На этом хуторке, где жили и люди, и скотина, каждый день случалось что-нибудь занятное. А за плетнями, окружавшими пашни, стеной стоял густой лес. Там, в чаще шумящих елей и глянцеволистых кустов, кишмя кишела потаенная, загадочная жизнь. Там вечно что-то шевелилось и двигалось, всякие что ни на есть твари таращили на ребятишек глаза с лесной опушки, звали к себе, заманивали к самой изгороди. Но едва шевельнется что в лесу либо что послышится, вся ребячья стайка мигом повернет назад, бросится вверх по горушке, поспешит укрыться под защиту дома. Лесных чудищ ребятишкам встречать не доводилось, но от взрослых они слыхали про всякие чудеса — про тролля с Совиной горы, про лесовицу, которая чаще всего встречалась на мшистых холмах Ваггестейна, да про медведя, который однажды в морозную ночь чуть было не проломил крышу хлева, — правда, Эйрик такого не помнил, мал был еще. У них на горушке под осевшим глубоко в землю камнем жили маленькие человечки в синем. Эти были людям друзья. Хозяйка носила им еду, а они ей за это не раз помогали. Эйрик часто видел их следы на снегу. Те же, что жили за изгородью, были куда злее и опаснее. Для мальчонки было все едино — что дикие звери, что лесной народец.

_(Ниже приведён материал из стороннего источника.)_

PR #395, opened 2018-09-13
Fix issue with cancelling arbitrary nuclei user input

### LINKED ISSUE #369: Bugs in 'Arbitrary nuclei' option
- If I select "arbitrary nuclei" from the information -> recoil lines menu, a dialog appears. If I cancel the dialog, the item becomes selected in the menu anyway.

- Values zero or below should not be allowed. Currently, zero can be entered but doesn't plot anything.

aybamidele:
Description of work.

Шорох и треск в кустах летним днем, звериный вой да прочие лесные звуки в ночи, следы на снегу морозным утром, тревожный лай Бейска, дворовой собачонки, неведомо на кого, темными вечерами — все это было для Эйрика удивительным и таинственным миром, который лежал за пределами дома и посылал ему свои вести. Этот мир лежал будто в тумане и во сне, но был на самом деле, только Эйрик был еще мал, чтоб выйти за плетень и попасть туда. А вот Тургал и старшие ребятишки все время туда ходили и рассказывали про всякие чудеса, что там творятся.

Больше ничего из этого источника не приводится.